▸ **WHAT YOU ARE ASKED TO DO**
What you write must match exactly the lines from the one with "It supports circular" through the last line of the material below.

▸ **SOURCE MATERIAL**
....................

PR #183, opened 2015-10-02
Add some tests for stripStyle()

lencioni:
While fixing #180, I noticed that stripStyle() was untested, so I
decided to add a couple of basic tests here.

### DIFF
--- a/test/stripStyle-test.js
+++ b/test/stripStyle-test.js
@@ -1,6 +1,15 @@
 import stripStyle from '../src/stripStyle';
+import spring from '../src/spring';
 
 describe('stripStyle', () => {
+  it('should return spring object into value', () => {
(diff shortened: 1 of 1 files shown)


test/stripStyle-test.js
```diff
@@ -1,6 +1,14 @@
 import stripStyle from '../src/stripStyle';
 
 describe('stripStyle', () => {
+  it('should return spring object into value', () => {
+    expect(stripStyle({a: {val: 1, config: [1, 2]}})).toEqual({a: 1});
```
chenglou: can you change these to the opaque `spring(1, [1, 2])`? I'll update the rest of the codebase to follow this.

lencioni: Done!

chenglou:
Thanks again.

PR #188, opened 2015-10-04
Update karma and related libraries to precent warning on Node >= 4.0

ludovicofischer:
I read the changelog and it looks like there are no changes impacting the end user.


chenglou:
Thanks!

PR #193, opened 2015-10-06
Windows-compatible npm-scripts, fixes #191

nkbt:
Some minor changes to npm scripts and configs so they all fully run under Windows.

PR #194, opened 2015-10-06
Add pretty diff jasmine matcher

nkbt:
We can adjust the way it looks in `prettyMatcher.js`. Now this matcher overrides `isEqual`, but it is trivial to override others if necessary

I had to remove `nyan` reporter, since it messes up output, I tried different settings, didn't help much.

I also tried other pretty-printing solutions:
- https://www.npmjs.com/package/karma-jasmine-diff-reporter
- https://www.npmjs.com/package/jasmine-json
- and some other random suggestions from SO, aso

Either way they were all broken or not good enough, so, you know, wrote my own, `¯\_(ツ)_/¯`

It supports circular objects too `\m/` because one never knows...


nkbt:
There could be some conflicts with #193

chenglou:
yeah can you rebase please?

nkbt:
Sure. I may later update jasmine-diff-reporter so when it is released, most of this code might be removed.

nkbt:
Rebased, fixed conflicts

chenglou:
So what's the story with jasmine-diff-reporter? Will it support this?

nkbt:
@chenglou there are some conceptual issues implementing it on reporter level. Author is working on that and I will help him as much I can. So potentially if it is working well, I'll file another PR, but meanwhile current solution works pretty well.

....................

▸ **ANSWER TO THE EXERCISE**
It supports circular objects too `\m/` because one never knows...


nkbt:
There could be some conflicts with #193

chenglou:
yeah can you rebase please?

nkbt:
Sure. I may later update jasmine-diff-reporter so when it is released, most of this code might be removed.

nkbt:
Rebased, fixed conflicts

chenglou:
So what's the story with jasmine-diff-reporter? Will it support this?

nkbt:
@chenglou there are some conceptual issues implementing it on reporter level. Author is working on that and I will help him as much I can. So potentially if it is working well, I'll file another PR, but meanwhile current solution works pretty well.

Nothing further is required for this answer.